#### Exercise material
━━━━

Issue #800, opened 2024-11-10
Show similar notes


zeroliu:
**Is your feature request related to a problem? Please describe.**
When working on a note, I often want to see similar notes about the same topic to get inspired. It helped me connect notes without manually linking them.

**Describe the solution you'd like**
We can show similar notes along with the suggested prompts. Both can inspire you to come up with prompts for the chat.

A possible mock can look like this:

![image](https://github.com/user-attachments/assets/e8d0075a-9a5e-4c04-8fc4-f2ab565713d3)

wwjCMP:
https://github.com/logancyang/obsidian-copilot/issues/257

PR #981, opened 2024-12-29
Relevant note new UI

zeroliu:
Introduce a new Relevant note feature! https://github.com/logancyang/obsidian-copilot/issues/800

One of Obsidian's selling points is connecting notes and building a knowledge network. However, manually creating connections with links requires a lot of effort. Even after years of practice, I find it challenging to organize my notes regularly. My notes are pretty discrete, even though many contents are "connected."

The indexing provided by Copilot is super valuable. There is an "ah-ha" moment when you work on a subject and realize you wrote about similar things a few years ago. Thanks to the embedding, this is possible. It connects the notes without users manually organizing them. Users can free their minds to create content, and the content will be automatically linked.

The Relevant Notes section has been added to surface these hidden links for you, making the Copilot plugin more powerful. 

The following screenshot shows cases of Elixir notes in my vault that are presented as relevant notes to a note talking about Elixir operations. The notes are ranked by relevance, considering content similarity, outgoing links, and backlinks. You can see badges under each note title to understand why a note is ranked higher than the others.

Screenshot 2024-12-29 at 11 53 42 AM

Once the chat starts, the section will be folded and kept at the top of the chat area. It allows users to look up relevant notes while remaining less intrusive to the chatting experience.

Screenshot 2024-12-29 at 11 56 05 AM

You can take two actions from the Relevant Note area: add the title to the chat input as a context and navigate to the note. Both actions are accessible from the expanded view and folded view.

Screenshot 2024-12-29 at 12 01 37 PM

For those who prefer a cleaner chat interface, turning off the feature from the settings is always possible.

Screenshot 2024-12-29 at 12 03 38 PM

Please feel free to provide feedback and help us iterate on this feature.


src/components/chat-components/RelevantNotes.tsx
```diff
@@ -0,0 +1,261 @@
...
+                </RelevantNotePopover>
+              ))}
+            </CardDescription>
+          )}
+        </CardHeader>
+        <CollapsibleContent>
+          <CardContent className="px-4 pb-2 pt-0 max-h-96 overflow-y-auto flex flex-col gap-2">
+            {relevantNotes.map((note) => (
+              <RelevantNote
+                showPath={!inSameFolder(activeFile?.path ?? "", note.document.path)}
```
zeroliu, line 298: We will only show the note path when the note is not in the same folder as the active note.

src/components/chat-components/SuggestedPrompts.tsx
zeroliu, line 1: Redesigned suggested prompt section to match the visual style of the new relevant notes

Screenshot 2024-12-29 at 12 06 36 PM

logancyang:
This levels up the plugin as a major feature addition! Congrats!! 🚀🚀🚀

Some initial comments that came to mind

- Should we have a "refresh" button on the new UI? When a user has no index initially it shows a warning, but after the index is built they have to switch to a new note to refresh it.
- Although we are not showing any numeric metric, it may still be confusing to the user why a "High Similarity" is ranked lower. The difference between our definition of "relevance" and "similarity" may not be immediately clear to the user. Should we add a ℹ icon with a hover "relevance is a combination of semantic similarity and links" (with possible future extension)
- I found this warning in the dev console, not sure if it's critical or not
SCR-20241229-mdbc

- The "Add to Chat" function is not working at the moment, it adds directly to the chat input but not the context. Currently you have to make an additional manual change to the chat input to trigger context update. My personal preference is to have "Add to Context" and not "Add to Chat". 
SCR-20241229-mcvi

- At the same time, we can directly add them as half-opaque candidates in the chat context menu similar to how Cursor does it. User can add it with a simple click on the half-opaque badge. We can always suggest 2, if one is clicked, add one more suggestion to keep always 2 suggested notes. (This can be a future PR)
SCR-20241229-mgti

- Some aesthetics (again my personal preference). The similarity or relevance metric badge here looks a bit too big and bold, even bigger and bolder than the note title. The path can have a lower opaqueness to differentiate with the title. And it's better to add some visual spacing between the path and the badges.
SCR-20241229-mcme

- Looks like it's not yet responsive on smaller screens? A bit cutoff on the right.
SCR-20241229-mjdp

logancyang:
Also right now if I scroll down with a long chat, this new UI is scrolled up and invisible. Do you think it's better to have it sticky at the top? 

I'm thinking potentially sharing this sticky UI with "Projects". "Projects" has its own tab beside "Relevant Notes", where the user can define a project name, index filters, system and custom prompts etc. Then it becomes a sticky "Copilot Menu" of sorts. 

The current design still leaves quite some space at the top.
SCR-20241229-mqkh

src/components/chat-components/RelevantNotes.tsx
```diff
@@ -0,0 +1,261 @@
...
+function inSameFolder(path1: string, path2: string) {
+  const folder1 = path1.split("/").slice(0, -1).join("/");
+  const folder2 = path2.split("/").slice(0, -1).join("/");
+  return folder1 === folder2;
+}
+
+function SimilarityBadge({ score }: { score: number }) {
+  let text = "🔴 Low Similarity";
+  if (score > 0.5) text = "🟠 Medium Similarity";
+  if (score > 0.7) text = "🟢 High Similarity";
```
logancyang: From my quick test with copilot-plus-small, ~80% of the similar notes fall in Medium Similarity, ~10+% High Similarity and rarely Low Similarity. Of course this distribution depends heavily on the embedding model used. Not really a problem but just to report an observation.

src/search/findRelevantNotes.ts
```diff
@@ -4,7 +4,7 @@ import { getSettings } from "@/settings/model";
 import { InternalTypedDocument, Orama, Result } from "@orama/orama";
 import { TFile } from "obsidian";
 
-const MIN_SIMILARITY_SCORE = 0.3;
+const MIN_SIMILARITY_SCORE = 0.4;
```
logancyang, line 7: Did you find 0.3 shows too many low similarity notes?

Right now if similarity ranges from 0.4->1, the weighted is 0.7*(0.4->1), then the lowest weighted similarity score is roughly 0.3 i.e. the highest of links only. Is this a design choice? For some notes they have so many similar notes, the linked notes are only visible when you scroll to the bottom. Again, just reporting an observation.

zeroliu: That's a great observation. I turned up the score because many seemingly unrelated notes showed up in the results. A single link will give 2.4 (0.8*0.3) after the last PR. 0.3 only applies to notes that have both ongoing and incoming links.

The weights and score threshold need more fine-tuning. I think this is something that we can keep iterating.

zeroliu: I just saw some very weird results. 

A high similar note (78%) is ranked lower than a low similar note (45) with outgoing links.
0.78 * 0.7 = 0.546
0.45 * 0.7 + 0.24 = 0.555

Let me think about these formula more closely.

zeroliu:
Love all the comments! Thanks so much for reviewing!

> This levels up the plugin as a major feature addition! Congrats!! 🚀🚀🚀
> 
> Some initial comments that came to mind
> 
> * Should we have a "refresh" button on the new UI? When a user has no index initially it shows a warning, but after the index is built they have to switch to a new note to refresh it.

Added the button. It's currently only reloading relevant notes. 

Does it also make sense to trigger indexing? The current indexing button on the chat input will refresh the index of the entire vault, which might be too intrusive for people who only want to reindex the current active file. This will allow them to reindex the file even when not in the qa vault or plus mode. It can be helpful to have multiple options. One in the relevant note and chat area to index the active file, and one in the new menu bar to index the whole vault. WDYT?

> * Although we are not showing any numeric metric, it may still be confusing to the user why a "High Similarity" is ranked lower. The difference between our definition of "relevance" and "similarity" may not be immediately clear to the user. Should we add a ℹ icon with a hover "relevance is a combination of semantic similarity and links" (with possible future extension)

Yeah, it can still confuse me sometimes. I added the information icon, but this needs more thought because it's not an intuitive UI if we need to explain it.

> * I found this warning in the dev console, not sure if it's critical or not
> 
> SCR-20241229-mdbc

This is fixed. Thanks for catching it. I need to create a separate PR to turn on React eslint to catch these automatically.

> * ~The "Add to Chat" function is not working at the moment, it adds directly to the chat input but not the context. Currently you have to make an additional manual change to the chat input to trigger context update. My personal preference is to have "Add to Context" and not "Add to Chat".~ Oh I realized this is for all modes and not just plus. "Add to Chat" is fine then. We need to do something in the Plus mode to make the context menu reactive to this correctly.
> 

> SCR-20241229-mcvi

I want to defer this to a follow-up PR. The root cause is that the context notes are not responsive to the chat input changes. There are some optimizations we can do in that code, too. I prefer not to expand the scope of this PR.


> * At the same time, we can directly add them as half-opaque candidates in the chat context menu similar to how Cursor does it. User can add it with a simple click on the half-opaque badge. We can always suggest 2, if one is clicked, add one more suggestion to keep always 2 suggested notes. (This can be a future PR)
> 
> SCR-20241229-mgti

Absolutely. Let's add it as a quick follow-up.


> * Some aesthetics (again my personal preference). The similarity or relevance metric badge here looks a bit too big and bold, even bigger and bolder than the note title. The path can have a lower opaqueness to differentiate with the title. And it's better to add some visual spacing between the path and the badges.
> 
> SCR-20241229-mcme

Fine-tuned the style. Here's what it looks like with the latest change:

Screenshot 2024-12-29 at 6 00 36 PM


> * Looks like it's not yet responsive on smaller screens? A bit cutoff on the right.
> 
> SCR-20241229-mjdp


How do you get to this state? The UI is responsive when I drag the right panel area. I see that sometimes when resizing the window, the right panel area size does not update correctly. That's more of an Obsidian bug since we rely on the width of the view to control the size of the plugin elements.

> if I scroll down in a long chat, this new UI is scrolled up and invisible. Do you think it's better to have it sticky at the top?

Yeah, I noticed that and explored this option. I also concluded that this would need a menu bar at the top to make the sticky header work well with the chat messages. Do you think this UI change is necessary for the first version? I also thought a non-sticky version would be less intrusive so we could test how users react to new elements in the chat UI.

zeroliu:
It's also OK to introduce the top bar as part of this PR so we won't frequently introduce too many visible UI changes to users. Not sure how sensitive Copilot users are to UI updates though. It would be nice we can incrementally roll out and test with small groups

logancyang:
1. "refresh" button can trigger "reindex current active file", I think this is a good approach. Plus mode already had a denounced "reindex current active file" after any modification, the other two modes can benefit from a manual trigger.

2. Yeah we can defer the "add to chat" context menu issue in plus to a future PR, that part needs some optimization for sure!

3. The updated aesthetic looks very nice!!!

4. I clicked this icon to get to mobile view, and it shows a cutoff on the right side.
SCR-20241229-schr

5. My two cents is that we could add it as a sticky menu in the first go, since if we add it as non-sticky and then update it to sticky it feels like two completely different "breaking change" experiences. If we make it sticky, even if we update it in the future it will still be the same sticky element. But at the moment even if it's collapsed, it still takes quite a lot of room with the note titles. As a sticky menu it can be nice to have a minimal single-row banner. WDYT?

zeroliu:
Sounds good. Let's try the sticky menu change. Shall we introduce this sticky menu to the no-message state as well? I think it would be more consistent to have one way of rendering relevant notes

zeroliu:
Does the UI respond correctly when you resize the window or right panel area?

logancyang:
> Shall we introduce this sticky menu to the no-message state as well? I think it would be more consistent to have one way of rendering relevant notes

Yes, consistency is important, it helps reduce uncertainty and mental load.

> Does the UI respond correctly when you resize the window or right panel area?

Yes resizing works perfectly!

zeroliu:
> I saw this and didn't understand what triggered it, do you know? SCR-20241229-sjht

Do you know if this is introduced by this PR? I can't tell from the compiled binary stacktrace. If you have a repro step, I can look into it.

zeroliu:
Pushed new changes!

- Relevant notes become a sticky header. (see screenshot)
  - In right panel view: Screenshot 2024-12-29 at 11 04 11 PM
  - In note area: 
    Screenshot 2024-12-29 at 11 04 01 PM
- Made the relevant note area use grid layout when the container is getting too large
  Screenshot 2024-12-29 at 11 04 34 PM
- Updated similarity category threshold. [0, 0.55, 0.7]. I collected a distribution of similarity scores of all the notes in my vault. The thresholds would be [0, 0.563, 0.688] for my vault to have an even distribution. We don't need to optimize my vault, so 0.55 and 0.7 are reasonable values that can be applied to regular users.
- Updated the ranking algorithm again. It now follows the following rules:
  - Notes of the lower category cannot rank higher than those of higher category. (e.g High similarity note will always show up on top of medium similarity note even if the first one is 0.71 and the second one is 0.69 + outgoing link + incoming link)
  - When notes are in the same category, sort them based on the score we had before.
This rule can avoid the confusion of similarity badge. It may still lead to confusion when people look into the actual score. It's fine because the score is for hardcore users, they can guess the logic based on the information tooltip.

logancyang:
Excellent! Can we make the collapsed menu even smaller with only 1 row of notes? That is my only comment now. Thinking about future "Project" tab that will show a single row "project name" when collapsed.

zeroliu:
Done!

━━━━

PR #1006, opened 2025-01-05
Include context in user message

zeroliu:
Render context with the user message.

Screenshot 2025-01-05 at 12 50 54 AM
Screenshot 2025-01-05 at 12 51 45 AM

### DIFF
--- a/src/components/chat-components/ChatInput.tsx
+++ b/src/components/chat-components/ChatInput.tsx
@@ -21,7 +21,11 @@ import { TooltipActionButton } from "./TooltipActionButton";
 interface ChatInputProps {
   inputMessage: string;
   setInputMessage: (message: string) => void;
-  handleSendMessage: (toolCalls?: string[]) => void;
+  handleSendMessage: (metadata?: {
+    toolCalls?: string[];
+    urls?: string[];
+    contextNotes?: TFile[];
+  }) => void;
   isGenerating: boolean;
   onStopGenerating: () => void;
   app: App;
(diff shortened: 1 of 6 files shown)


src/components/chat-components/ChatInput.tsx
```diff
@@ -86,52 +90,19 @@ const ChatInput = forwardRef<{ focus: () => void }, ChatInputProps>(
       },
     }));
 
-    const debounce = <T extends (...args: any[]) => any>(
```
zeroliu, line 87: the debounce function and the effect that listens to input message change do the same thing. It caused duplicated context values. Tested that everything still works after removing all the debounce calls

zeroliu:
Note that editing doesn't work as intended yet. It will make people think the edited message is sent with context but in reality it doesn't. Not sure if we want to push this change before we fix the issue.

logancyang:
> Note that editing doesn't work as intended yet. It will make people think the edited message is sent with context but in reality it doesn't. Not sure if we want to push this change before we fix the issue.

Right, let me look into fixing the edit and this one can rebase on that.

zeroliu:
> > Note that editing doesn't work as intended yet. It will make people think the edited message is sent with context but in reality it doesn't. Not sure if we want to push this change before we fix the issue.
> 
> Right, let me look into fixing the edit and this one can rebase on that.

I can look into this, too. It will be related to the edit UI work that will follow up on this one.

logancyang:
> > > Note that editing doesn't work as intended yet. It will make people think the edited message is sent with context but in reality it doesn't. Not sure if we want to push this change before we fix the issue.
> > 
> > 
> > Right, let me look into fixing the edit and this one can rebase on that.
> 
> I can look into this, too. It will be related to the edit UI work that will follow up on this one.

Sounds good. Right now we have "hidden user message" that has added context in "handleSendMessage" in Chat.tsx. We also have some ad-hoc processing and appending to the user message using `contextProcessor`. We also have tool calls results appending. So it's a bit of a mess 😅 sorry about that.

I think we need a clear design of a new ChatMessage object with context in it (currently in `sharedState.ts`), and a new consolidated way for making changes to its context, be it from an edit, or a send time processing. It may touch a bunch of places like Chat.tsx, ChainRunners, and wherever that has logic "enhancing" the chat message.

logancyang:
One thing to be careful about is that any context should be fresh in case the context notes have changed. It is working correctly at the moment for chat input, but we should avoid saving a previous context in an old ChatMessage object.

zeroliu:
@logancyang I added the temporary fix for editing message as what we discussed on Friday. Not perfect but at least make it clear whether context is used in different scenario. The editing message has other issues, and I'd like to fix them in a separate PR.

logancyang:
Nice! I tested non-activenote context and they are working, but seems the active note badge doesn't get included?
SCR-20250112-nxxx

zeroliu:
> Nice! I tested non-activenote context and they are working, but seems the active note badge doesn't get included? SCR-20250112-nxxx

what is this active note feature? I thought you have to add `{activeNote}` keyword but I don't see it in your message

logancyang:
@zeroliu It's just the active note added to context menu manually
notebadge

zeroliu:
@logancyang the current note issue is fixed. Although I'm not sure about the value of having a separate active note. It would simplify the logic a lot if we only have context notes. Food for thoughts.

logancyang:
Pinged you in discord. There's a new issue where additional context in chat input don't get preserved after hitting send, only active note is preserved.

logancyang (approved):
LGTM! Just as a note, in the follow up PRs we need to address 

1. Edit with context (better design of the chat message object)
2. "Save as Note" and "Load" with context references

━━━━

#### Your task
Go through the data and return each line where the word "candidates" appears.

#### Exercise answer
- At the same time, we can directly add them as half-opaque candidates in the chat context menu similar to how Cursor does it. User can add it with a simple click on the half-opaque badge. We can always suggest 2, if one is clicked, add one more suggestion to keep always 2 suggested notes. (This can be a future PR)
> * At the same time, we can directly add them as half-opaque candidates in the chat context menu similar to how Cursor does it. User can add it with a simple click on the half-opaque badge. We can always suggest 2, if one is clicked, add one more suggestion to keep always 2 suggested notes. (This can be a future PR)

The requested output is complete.